Clock Deviation

Hello, I’m getting some odd results from my newest runs of Nextstrain, and I’m wondering if I have a bad setting somewhere that’s causing this. My setup is using the newest versions of the Nextstrain CLI and related programs, but some of my profile files are left over from previous versions, so it’s possible that’s what’s tripping me up.

My basic setup is that I have ~70,000 sequences and metadata, and I’m trying to pull roughly 12,000 of these at random, from the beginning of the pandemic to now, and make a nextstrain for them. This always worked before, but now I’m generating results that only show ~7000 samples.

Digging into my Results files a bit, it appears the remaining ~5000 subsampled strains are getting thrown out because of clock_deviation. If I filter metadata_with_nextstrain_qc.tsv to only show strains with a clock_deviation of < -20, roughly 5000 samples are shown.
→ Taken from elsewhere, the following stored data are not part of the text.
PR #382, opened 2025-03-17
[v2] Remove object limits and defer truncation to the caller

Anilm3:
This PR removes the notion of object limits and defers the truncation of inputs to the caller. This ensures that limits can be applied selectively (or not at all) without the need for further configuration.


benchmark/main.cpp
```diff
@@ -149,8 +149,8 @@ int main(int argc, char *argv[])
             auto name = spec["scenario"].as<std::string>();
             auto ruleset = spec["ruleset"].as<ddwaf_object>();
 
-            ddwaf_config cfg{{0, 0, 0}, {nullptr, nullptr}, nullptr};
-            ddwaf_handle handle = ddwaf_init(&ruleset, &cfg, nullptr);
+            ddwaf_config config{{nullptr, nullptr}, nullptr};
```
cataphract, line 152: might as well replace with just `{}`

src/utils.hpp
```diff
@@ -45,28 +45,8 @@ struct eval_result {
...
-    static constexpr uint32_t max_key_path_depth{DDWAF_MAX_CONTAINER_DEPTH};
-
-    // User provided limits
-    uint32_t max_container_depth{DDWAF_MAX_CONTAINER_DEPTH};
-    uint32_t max_container_size{DDWAF_MAX_CONTAINER_SIZE};
-    uint32_t max_string_length{DDWAF_MAX_STRING_LENGTH};
-};
-
-inline size_t find_string_cutoff(const char *str, size_t length, object_limits limits = {})
+inline size_t find_string_cutoff(const char *str, size_t length)
```
cataphract, line 48: is this still needed?

cataphract (approved):

src/utils.hpp
Anilm3: It's not, I have to convert it into documentation since the caller will have to take make sure to truncate strings correctly.

benchmark/main.cpp
Anilm3: Yeah I'll change it in the next one.

Anilm3: Addressed in https://github.com/DataDog/libddwaf/pull/387/commits/95ba3b1f3430ba12ec3061a583669015d0d98deb

src/utils.hpp
Anilm3: Addressed in https://github.com/DataDog/libddwaf/pull/387/commits/95ba3b1f3430ba12ec3061a583669015d0d98deb

PR #383, opened 2025-03-17
Benchmarks with PGO

Anilm3:
This PR introduces two scripts to build the `waf_benchmark` binary with LTO+PGO or LTO+PGO+BOLT, the latter not performing well as of yet and taking considerably longer, therefore it is currently unused but kept for future reference. The goal of adding PGO to the benchmark only is to test the hypothesis that it could reduce alignment-related noise during typical development.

This seems in error. As I understand it, clock_deviation is meant to filter out samples with bad date data, like omicron samples that are incorrectly labelled January 2021 instead of January 2022, using the expected clock frequency of mutations over time. But I can’t believe that 40% of my dataset are correctly being flagged as wrong. These are all GISAID samples, and a cursory glance through makes this data seem fine, date-wise.

If I sort by clock_deviation, the “worst” offenders are all 20J (Gamma, V3) samples, for some reason.

My guess is that I have some profile setting somewhere that is causing incorrect calculations of clock_frequency. Any ideas? Thank you for your time.